Assigned task:
Copy out the entries that follow, exactly as written.

Data for this exercise:
PR #1404, opened 2023-08-22
fix(admin): missaligned icons in action-buttons

kofzera:
* Fix action-buttons where the icon inside was misaligned
* Buttons in the group application form changed to be consistent with VO
* Settings button in VO application form aligned to be consistent with group


HejdaJakub (approved):
I didn't find any other misalignments, so it's fine from my side.

PR #1406, opened 2023-08-23
fix: initialize colors from instance config

bodnara:
* all color variables are now initialized by the script
* removed creation of css variables during runtime
* removed unused classes in styles.scss for all apps
* formated styles.scss for all apps


bodnara:
Seems like the real color values need to be present before build in order for the theme to be applied correctly. So the migration script is needed. All colors, are now added with the script and not during runtime. The problem was with the path to instance config on the machine, so it only worked locally.

Right now the script is capable of setting up all variables from theme and we should consider applying it to all components that need color from config. I did change the `side-nav` (admin-gui only) in this PR to have it's css class include the colors and it works fine. So there is no need to later load and "manually" add styles to the element. I would say it is better to have it in one place for debug and clarity purposes.

Another thing is that it is imho excessive to have 40+ theme variables for such details as color of text on hover in certain component. I would even say that it is a wrong approach, since we are following the material design theming guideline (https://material.angular.io/guide/theming). Which we use for material components but do not use for our components. This article shows how to apply the theme for custom components https://indepth.dev/tutorials/angular/angular-material-theming-system-complete-guide#apply-angular-material’s-theme-to-custom-component. I think it would be worth the effort to follow this practice and get rid of most of the theme variables.

HejdaJakub:
I think that after these changes the colors from `instanceConfig` are not correctly applied. :eyes:

bodnara:
To get correct color from instance config locally you have to run the script manually with a flag `node color-migration.js 1` (technically any "true" value will work) so the script looks for instance config in correct directory.

mattjoke (approved):
Looks good :+1:  I would personally leave the duplication warnings so the build is not cluttered. Otherwise it seems to be working

HejdaJakub (approved):

HejdaJakub:
The release is done, so now we can merge this PR @bodnara?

Expected answer:
PR #1404, opened 2023-08-22
fix(admin): missaligned icons in action-buttons

kofzera:
* Fix action-buttons where the icon inside was misaligned
* Buttons in the group application form changed to be consistent with VO
* Settings button in VO application form aligned to be consistent with group


HejdaJakub (approved):
I didn't find any other misalignments, so it's fine from my side.

PR #1406, opened 2023-08-23
fix: initialize colors from instance config

bodnara:
* all color variables are now initialized by the script
* removed creation of css variables during runtime
* removed unused classes in styles.scss for all apps
* formated styles.scss for all apps


bodnara:
Seems like the real color values need to be present before build in order for the theme to be applied correctly. So the migration script is needed. All colors, are now added with the script and not during runtime. The problem was with the path to instance config on the machine, so it only worked locally.

Right now the script is capable of setting up all variables from theme and we should consider applying it to all components that need color from config. I did change the `side-nav` (admin-gui only) in this PR to have it's css class include the colors and it works fine. So there is no need to later load and "manually" add styles to the element. I would say it is better to have it in one place for debug and clarity purposes.

Another thing is that it is imho excessive to have 40+ theme variables for such details as color of text on hover in certain component. I would even say that it is a wrong approach, since we are following the material design theming guideline (https://material.angular.io/guide/theming). Which we use for material components but do not use for our components. This article shows how to apply the theme for custom components https://indepth.dev/tutorials/angular/angular-material-theming-system-complete-guide#apply-angular-material’s-theme-to-custom-component. I think it would be worth the effort to follow this practice and get rid of most of the theme variables.

HejdaJakub:
I think that after these changes the colors from `instanceConfig` are not correctly applied. :eyes:

bodnara:
To get correct color from instance config locally you have to run the script manually with a flag `node color-migration.js 1` (technically any "true" value will work) so the script looks for instance config in correct directory.

mattjoke (approved):
Looks good :+1:  I would personally leave the duplication warnings so the build is not cluttered. Otherwise it seems to be working

HejdaJakub (approved):

HejdaJakub:
The release is done, so now we can merge this PR @bodnara?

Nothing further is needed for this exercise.